The output should be every line below that includes the word "supported".

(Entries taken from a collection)
━━━━━━
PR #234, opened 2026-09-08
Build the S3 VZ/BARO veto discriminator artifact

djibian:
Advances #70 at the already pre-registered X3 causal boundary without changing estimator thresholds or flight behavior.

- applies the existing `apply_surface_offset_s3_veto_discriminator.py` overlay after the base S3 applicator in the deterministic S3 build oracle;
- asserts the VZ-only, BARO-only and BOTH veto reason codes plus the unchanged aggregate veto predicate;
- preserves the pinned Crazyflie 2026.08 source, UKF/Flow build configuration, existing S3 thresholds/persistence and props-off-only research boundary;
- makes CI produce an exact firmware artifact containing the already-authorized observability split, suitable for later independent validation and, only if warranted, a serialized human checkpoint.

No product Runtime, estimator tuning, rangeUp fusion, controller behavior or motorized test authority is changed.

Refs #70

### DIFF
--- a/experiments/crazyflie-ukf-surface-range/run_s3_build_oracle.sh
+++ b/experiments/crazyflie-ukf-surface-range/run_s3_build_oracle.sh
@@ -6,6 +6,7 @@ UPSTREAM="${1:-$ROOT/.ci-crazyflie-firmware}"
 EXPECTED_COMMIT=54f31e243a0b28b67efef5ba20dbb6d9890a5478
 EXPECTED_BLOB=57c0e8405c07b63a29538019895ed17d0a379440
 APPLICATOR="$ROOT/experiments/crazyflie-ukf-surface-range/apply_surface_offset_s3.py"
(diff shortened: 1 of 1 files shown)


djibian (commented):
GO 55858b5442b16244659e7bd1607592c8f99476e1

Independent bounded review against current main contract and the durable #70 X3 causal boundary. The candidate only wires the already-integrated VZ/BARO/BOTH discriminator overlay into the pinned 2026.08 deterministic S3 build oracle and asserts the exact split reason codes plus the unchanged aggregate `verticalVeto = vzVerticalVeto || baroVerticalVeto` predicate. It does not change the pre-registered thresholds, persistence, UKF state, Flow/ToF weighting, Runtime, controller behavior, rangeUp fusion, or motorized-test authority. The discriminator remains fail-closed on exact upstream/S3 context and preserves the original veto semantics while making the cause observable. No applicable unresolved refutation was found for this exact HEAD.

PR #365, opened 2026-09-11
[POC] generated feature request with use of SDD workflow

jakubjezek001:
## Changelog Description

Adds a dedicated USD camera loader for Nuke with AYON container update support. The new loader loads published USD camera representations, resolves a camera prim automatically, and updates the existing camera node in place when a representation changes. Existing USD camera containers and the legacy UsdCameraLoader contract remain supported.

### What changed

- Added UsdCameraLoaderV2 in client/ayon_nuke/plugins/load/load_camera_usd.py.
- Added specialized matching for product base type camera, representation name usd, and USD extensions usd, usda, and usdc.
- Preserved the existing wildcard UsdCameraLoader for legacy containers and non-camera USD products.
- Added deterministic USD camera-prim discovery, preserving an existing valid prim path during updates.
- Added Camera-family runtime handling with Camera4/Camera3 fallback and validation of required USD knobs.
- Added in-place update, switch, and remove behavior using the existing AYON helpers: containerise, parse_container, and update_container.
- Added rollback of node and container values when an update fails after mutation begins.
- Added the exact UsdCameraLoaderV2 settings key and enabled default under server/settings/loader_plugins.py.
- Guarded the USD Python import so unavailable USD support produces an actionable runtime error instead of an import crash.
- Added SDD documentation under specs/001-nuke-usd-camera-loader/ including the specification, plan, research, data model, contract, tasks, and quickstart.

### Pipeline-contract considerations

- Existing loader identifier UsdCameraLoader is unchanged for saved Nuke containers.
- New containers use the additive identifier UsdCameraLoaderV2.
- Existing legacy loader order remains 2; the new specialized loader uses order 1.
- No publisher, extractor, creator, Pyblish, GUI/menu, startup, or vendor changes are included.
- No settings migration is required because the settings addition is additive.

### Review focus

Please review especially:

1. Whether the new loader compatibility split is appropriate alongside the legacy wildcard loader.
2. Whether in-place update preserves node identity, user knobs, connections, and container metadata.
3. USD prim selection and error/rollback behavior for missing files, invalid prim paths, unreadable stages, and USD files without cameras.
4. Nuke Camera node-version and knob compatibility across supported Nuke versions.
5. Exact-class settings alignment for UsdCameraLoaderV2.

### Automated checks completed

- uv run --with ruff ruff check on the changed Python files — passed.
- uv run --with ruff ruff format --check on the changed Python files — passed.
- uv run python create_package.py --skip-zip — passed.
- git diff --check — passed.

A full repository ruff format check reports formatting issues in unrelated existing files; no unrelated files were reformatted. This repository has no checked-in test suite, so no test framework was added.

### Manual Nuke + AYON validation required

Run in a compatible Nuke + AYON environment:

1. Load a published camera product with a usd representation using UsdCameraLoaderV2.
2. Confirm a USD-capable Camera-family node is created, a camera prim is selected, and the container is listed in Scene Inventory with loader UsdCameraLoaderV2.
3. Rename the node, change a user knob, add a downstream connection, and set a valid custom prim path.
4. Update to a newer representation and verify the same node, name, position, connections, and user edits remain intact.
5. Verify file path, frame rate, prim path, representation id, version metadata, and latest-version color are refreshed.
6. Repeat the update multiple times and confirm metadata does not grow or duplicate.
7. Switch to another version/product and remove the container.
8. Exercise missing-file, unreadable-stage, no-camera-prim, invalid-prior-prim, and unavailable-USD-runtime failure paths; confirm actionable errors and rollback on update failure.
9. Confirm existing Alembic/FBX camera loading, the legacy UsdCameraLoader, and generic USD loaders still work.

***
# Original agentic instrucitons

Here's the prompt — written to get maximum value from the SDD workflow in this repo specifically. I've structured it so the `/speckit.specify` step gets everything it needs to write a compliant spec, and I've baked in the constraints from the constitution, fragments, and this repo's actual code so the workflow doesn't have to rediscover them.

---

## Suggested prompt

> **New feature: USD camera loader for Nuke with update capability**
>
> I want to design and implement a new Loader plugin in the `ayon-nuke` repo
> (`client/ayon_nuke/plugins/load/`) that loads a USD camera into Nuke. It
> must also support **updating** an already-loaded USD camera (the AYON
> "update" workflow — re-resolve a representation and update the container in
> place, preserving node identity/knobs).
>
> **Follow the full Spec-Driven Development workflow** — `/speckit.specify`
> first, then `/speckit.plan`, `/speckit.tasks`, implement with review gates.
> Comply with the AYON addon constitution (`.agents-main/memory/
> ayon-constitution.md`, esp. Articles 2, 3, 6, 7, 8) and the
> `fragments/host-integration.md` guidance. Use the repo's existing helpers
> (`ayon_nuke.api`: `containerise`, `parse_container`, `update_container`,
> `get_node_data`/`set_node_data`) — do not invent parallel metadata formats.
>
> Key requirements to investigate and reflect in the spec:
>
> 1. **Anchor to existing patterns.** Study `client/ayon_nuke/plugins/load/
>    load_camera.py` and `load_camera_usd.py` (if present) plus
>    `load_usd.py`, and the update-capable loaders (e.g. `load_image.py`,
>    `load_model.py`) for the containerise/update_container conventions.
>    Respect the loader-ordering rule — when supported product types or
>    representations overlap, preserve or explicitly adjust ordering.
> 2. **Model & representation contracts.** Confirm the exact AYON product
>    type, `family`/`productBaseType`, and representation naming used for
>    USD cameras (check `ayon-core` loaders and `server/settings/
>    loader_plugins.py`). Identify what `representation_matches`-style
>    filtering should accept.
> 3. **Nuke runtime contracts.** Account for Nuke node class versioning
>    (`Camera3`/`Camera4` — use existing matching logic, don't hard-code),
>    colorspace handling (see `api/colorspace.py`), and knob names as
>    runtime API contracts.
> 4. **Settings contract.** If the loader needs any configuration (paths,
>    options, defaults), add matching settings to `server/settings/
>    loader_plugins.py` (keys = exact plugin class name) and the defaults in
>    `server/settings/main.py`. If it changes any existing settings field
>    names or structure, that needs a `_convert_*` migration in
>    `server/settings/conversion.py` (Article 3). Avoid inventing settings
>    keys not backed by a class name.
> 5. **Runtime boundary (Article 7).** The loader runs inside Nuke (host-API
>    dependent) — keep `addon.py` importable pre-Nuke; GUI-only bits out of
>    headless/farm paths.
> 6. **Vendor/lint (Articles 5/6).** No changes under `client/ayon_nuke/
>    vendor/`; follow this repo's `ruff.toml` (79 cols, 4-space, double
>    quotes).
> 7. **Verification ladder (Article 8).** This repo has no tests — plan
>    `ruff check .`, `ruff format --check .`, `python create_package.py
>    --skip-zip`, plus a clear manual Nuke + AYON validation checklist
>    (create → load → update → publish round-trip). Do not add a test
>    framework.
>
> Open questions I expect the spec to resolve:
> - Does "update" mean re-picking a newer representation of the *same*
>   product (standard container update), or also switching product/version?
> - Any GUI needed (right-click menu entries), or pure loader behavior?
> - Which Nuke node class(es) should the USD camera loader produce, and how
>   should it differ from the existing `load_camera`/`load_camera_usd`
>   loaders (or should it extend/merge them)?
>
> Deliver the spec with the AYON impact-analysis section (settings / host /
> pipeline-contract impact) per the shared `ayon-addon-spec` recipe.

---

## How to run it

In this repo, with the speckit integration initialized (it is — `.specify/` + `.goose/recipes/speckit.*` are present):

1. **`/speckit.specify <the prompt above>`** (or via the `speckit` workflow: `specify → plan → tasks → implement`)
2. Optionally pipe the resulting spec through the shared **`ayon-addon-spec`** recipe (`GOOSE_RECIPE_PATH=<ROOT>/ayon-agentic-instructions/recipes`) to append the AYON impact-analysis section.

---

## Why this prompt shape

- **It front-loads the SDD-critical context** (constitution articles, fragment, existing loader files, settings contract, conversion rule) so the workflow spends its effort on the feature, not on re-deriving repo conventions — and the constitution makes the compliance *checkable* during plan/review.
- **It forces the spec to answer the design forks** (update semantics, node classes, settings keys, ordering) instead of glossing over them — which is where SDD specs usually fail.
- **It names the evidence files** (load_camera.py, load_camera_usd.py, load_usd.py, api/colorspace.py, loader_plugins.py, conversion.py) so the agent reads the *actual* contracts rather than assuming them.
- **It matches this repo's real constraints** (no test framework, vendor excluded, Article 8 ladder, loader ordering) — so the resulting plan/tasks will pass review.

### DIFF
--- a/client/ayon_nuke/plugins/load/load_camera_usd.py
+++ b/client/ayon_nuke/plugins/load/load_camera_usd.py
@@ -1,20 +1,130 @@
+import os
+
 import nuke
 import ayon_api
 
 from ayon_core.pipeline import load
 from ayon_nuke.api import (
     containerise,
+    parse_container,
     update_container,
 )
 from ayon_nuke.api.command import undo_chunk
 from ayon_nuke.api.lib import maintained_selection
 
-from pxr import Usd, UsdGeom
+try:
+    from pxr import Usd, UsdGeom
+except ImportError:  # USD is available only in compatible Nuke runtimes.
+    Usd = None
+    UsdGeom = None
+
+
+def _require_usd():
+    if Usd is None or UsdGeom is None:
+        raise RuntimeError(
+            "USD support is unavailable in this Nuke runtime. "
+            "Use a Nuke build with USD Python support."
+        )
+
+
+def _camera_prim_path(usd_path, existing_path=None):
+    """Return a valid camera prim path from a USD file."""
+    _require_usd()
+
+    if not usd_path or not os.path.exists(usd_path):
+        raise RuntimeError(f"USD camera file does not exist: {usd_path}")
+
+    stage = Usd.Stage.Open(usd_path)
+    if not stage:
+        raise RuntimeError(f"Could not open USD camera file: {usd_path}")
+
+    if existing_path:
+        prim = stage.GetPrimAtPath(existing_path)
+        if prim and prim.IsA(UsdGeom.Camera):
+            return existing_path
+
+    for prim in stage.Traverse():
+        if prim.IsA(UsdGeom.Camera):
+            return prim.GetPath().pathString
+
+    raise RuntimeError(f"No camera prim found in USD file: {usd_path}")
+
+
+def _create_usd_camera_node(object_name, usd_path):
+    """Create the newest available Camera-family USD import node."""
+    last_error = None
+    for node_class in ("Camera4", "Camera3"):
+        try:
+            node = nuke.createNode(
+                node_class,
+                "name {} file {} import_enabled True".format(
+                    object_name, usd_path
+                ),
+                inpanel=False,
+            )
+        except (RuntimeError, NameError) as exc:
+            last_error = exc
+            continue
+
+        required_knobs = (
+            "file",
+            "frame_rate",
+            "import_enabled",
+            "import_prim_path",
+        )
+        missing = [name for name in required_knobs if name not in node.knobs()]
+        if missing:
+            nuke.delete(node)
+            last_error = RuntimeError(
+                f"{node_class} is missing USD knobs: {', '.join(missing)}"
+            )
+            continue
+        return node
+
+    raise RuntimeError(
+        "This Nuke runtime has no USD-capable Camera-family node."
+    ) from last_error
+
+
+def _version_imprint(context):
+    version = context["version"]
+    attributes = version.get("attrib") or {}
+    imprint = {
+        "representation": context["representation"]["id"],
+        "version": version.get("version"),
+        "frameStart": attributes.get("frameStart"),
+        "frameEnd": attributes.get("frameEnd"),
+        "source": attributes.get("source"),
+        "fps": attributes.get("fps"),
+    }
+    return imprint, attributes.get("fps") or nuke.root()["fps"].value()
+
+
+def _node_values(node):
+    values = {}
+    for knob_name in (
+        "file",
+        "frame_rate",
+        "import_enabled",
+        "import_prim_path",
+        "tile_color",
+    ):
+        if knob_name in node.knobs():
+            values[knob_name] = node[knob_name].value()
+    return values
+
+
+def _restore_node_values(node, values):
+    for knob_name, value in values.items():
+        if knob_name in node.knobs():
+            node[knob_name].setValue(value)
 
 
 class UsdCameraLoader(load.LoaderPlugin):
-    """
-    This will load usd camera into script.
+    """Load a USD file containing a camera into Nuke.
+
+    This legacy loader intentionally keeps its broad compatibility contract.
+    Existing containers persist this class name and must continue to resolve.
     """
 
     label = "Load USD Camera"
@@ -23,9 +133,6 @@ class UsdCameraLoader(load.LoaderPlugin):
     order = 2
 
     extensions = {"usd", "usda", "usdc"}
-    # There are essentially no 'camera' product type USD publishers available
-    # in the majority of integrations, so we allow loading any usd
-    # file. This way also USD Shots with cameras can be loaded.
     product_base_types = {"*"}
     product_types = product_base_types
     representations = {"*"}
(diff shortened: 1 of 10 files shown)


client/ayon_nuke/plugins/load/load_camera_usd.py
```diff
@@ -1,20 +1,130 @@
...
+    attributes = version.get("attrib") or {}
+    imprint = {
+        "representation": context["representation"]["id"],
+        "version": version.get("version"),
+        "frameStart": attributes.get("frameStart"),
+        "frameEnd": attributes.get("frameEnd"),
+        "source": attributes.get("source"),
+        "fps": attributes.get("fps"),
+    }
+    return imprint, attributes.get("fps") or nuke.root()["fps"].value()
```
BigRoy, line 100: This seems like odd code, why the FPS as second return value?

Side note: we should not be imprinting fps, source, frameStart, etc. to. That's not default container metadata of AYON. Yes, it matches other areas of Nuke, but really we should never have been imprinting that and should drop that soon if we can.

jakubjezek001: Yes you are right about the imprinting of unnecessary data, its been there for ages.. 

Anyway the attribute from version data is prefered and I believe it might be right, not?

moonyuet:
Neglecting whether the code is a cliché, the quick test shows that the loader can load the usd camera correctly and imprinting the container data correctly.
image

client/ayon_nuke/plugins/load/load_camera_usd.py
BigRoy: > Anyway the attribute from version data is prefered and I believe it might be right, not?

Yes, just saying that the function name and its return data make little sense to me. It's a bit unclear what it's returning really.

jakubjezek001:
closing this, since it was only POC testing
━━━━━━
SOLUTION TO THIS TASK ::
Adds a dedicated USD camera loader for Nuke with AYON container update support. The new loader loads published USD camera representations, resolves a camera prim automatically, and updates the existing camera node in place when a representation changes. Existing USD camera containers and the legacy UsdCameraLoader contract remain supported.
4. Nuke Camera node-version and knob compatibility across supported Nuke versions.
>    Respect the loader-ordering rule — when supported product types or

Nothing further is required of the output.